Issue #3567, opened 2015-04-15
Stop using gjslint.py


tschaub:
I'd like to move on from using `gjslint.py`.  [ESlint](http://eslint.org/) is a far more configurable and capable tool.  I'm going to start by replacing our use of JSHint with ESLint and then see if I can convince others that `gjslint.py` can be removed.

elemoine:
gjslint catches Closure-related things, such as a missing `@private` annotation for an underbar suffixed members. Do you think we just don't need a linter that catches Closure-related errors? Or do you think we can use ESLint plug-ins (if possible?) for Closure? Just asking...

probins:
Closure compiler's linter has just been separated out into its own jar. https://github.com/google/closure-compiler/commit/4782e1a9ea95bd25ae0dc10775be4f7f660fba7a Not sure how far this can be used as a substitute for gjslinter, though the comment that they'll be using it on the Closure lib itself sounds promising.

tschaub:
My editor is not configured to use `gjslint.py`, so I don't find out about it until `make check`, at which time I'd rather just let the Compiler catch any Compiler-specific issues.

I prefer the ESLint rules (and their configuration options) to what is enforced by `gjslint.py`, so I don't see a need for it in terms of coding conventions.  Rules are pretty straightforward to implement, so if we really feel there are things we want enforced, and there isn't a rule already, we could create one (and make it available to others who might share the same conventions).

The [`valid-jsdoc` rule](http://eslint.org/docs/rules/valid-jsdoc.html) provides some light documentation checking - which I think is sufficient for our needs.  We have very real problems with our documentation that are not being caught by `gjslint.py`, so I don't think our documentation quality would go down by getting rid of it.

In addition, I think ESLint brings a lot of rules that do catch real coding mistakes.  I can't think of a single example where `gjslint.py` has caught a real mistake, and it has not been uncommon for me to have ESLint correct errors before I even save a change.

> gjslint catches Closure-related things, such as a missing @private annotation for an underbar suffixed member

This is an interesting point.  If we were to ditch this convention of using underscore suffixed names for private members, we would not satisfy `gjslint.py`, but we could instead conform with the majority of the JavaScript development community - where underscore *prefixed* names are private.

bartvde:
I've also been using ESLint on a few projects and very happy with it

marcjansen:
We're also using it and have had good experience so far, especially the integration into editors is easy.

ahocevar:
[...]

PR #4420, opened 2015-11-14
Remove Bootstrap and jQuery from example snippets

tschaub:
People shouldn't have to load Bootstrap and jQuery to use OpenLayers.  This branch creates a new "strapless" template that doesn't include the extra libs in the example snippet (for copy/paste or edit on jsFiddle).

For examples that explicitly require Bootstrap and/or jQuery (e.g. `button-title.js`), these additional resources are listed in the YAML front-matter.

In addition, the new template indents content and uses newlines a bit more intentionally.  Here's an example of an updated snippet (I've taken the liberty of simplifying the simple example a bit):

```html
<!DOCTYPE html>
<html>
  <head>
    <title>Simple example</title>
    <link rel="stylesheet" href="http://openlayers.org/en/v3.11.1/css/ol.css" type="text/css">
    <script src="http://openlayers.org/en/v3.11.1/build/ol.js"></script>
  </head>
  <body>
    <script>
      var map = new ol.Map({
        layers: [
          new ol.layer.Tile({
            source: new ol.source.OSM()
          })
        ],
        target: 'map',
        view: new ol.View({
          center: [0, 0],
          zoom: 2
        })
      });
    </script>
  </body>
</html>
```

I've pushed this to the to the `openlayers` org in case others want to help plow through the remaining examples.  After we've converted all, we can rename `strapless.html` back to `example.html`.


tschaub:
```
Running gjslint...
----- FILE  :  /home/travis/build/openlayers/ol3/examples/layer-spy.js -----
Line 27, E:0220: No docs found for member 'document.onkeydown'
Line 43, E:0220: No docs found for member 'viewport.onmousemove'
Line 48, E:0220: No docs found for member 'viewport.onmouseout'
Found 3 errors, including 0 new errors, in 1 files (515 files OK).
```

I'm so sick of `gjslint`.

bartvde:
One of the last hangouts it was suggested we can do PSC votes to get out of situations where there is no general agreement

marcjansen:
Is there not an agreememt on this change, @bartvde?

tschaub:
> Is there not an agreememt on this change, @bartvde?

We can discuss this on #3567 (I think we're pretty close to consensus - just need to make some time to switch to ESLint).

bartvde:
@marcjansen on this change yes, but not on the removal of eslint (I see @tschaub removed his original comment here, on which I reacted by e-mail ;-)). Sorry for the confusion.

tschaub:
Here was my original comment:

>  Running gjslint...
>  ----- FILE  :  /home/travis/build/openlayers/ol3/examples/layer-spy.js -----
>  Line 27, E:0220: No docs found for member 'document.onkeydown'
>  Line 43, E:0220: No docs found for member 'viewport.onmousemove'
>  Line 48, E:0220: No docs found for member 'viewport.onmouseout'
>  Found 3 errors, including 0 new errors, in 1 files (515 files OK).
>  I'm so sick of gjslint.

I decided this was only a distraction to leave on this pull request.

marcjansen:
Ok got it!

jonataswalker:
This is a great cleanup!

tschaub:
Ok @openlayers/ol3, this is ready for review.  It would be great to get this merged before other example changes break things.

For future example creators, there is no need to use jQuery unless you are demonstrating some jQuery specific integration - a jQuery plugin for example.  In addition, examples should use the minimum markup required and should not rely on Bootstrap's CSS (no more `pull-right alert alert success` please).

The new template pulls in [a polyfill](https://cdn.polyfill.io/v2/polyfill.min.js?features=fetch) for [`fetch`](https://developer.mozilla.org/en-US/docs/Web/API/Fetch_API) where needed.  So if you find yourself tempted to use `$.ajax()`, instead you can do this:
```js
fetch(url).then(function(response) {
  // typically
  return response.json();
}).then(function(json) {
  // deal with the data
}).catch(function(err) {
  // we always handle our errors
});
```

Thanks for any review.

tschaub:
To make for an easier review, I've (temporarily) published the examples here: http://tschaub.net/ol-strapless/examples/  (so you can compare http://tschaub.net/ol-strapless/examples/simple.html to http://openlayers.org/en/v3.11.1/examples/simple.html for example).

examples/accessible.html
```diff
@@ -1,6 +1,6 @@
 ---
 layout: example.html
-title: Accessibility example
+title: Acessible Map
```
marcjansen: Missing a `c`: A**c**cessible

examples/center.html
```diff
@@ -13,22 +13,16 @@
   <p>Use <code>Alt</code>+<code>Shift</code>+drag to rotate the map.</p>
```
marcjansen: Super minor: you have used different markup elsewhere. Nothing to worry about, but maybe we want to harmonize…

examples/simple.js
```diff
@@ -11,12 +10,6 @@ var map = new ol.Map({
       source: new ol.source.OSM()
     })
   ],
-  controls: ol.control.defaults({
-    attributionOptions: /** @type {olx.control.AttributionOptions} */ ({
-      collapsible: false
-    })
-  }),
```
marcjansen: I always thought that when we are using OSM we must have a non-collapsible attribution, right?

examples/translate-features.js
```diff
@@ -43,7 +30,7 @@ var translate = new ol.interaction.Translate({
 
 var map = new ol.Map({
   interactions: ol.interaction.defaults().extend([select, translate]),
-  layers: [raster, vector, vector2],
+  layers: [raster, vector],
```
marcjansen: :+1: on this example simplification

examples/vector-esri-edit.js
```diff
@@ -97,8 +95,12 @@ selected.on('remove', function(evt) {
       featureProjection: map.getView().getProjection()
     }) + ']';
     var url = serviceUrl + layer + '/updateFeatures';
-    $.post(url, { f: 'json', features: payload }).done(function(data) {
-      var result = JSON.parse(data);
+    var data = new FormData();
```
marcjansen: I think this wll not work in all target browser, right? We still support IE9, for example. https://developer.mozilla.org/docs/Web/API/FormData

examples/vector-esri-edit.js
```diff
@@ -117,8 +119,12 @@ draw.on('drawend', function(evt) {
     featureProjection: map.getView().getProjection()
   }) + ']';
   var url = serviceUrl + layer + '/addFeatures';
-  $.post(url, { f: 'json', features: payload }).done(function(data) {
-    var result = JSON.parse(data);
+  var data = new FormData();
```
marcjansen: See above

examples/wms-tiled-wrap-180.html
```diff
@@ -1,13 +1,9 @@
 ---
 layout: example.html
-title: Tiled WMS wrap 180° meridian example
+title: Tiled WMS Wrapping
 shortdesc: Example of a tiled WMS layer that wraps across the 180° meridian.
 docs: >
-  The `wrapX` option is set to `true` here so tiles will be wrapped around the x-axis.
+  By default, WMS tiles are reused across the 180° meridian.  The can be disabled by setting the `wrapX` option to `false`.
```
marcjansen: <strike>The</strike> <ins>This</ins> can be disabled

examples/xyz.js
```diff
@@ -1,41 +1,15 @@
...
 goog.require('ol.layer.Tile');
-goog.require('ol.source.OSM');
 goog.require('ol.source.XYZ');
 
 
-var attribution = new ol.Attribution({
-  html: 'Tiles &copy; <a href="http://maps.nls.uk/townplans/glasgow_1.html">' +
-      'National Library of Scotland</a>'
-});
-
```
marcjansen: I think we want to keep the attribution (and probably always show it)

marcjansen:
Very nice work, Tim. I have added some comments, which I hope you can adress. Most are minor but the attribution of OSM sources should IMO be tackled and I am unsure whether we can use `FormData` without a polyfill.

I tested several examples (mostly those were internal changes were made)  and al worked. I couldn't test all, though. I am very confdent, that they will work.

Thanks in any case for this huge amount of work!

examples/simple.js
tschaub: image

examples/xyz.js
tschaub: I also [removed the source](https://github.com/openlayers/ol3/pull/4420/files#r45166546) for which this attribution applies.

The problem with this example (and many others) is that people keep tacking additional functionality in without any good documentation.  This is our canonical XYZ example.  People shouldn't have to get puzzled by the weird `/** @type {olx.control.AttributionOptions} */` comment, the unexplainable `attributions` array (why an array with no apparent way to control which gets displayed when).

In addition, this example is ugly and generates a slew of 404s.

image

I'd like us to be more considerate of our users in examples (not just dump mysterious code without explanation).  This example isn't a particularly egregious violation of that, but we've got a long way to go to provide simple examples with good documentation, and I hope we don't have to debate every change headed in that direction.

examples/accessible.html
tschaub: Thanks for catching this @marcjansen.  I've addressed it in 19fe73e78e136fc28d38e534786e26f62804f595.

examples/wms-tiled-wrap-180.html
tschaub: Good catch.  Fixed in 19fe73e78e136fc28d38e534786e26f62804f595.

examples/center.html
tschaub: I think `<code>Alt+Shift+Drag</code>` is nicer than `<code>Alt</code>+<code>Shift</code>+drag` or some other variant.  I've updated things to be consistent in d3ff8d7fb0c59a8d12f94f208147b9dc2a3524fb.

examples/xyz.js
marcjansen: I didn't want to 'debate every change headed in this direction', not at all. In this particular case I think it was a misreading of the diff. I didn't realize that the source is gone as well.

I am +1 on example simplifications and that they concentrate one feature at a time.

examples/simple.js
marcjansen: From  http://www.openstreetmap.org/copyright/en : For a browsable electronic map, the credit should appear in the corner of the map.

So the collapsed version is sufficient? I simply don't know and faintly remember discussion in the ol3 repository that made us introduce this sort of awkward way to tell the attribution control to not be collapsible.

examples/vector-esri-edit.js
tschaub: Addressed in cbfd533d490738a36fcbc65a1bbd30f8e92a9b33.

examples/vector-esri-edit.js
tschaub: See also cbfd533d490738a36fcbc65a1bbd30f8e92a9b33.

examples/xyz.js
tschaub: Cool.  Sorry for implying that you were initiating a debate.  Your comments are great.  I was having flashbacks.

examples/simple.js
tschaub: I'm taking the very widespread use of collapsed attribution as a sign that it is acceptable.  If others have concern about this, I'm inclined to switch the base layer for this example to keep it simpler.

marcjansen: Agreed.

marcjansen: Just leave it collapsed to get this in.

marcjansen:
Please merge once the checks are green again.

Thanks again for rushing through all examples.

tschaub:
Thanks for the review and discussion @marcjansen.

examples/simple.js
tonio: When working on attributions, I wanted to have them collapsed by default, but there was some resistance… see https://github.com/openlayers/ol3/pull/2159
== == ==
→ Exercise details
Where a line above contains the word "integration", show that line.

→ Result for this task
We're also using it and have had good experience so far, especially the integration into editors is easy.
For future example creators, there is no need to use jQuery unless you are demonstrating some jQuery specific integration - a jQuery plugin for example.  In addition, examples should use the minimum markup required and should not rely on Bootstrap's CSS (no more `pull-right alert alert success` please).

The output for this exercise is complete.